Marksans has almost zero debt, whatever debt company has planned to clear soon. As per analysis, sales of Marksans pharma likely to increase three to four times in next 2-3 years.

T&D Power systems: CMP :430 TP: 1000+ in next 3-4 years.

TDPS is small emerging company which has global presence in the turbine business and power generators .TDPS cash rich and zero debt with 98% of the shares with promoters, Institutional investor and FIIs. Only 2% is with retail.
It also TDPS is all set to reap the benefits of its focus on international business and the expanded capacities in the next few years. With its tie-ups with OEMs like GE and Voith Hydro, I expect a substantial ramp up in revenues (17% CAGR) and profitability (60% CAGR) over FY14-17E. I expect the improvement in profits to translate into higher dividend payouts given TDPS' low capex requirements and zero net debt.


In compared to other companies of same segment, TDPS’s balance sheet and capex plan is in much better shape.

Friday 2 January 2015

Here is the details of Edelweiss and Engineers of India.

Edelweiss Financial Services:

Edelweiss is one of the diversified financial services company which deals with businesses like Corporate Credit, Retail Credit, Housing finance,Insurance,Fixed income,  commodity dealing and also deals with  financial markets and asset management.
In last two years company’s profit doubled year-on-year in a very bad or bearish Indian economy.
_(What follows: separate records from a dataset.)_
PR #401, opened 2025-02-14
Add PyPy support

James-E-A:
The Windows CMD still uses Codepage 437 for regular I/O by default.

However, PyPy [currently tries to treat it as UTF-8](https://github.com/pypy/pypy/issues/2999).

This pull request should fix that, making the `just_fix_windows_console` function *even better*.

Is this something you'd be interested in?


James-E-A:
I *think* this is ready to merge, would appreciate any feedback.

PR #403, opened 2025-03-14
Fix CI

tartley:
I'm seeing some CI failures when trying to merge a very old feature branch in #402. I'm going to fix CI separately in this PR.

### DIFF
--- a/.github/workflows/test.yml
+++ b/.github/workflows/test.yml
@@ -18,7 +18,7 @@ jobs:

Since company deals with all high profit margin business and Indian economy is showing all signs of improvement, Edelweiss will be the dark horse in NBFC sector. If you consider the balance sheet of the company, its cash reserve is 1145 Crs and net debt 849 Crs, so net net its +ve cash reserve company with tremendous scope to go up from here.

Engineers India Limited:

EIL provides engineering consultancy and EPC services principally focused on the oil & gas and petrochemical industries. The Company has also diversified into sectors like infrastructure, water and waste management, solar & nuclear power and fertilizers to leverage its strong technical competencies and track record.

Today, EIL is a ‘Total Solution’ engineering consultancy company providing design, engineering, procurement, construction and integrated project management services from ‘Concept to Commissioning’ with highest quality and safety standards. It also provides specialist services such as heat and mass transfer equipment design, environmental engineering, specialist materials and maintenance and plant operations and safety services.

Since economy is all set to uptick and the way mega infra projects central government is planning to start, EIL will be the major beneficiary. Regarding financial health of the company promoter stake is 70%, FII & DIIs has 21%, Net cash reserve is 2300 Crs(~69/Share Cash reserve) and debt is zero.